▶ [What the task requires] Set out exactly, line by line, the stretch of data below that begins at the line containing "Broken in https://github.com/ddnet/ddnet/pull/12191." and ends at the line containing "bool Success = true;", with both ends kept.

▶ [Information provided]
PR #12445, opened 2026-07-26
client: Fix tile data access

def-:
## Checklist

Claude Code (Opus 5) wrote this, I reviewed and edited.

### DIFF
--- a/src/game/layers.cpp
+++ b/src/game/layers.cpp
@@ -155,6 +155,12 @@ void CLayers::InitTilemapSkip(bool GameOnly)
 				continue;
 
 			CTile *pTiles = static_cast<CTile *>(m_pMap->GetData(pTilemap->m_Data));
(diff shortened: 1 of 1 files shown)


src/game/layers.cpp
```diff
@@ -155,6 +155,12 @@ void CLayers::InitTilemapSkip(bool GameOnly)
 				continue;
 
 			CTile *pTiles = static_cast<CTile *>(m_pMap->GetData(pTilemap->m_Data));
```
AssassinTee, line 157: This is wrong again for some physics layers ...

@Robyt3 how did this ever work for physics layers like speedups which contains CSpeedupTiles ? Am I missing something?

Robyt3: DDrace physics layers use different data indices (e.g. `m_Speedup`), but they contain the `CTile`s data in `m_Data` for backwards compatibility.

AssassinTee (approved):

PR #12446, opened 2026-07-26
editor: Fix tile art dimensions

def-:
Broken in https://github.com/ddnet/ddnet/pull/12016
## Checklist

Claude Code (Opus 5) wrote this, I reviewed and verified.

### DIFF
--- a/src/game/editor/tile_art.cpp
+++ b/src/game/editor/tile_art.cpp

* * *

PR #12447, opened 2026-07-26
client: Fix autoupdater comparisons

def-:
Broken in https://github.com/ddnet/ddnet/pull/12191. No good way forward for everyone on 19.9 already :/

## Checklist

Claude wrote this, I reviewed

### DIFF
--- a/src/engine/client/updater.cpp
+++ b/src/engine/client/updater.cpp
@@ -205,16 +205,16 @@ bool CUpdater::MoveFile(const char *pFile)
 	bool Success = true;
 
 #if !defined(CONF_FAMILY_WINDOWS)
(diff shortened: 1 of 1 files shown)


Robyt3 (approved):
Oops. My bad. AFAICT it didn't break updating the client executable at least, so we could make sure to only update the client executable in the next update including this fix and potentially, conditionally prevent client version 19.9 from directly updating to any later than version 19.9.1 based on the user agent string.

▶ [Exercise output]
Broken in https://github.com/ddnet/ddnet/pull/12191. No good way forward for everyone on 19.9 already :/

## Checklist

Claude wrote this, I reviewed

### DIFF
--- a/src/engine/client/updater.cpp
+++ b/src/engine/client/updater.cpp
@@ -205,16 +205,16 @@ bool CUpdater::MoveFile(const char *pFile)
 	bool Success = true;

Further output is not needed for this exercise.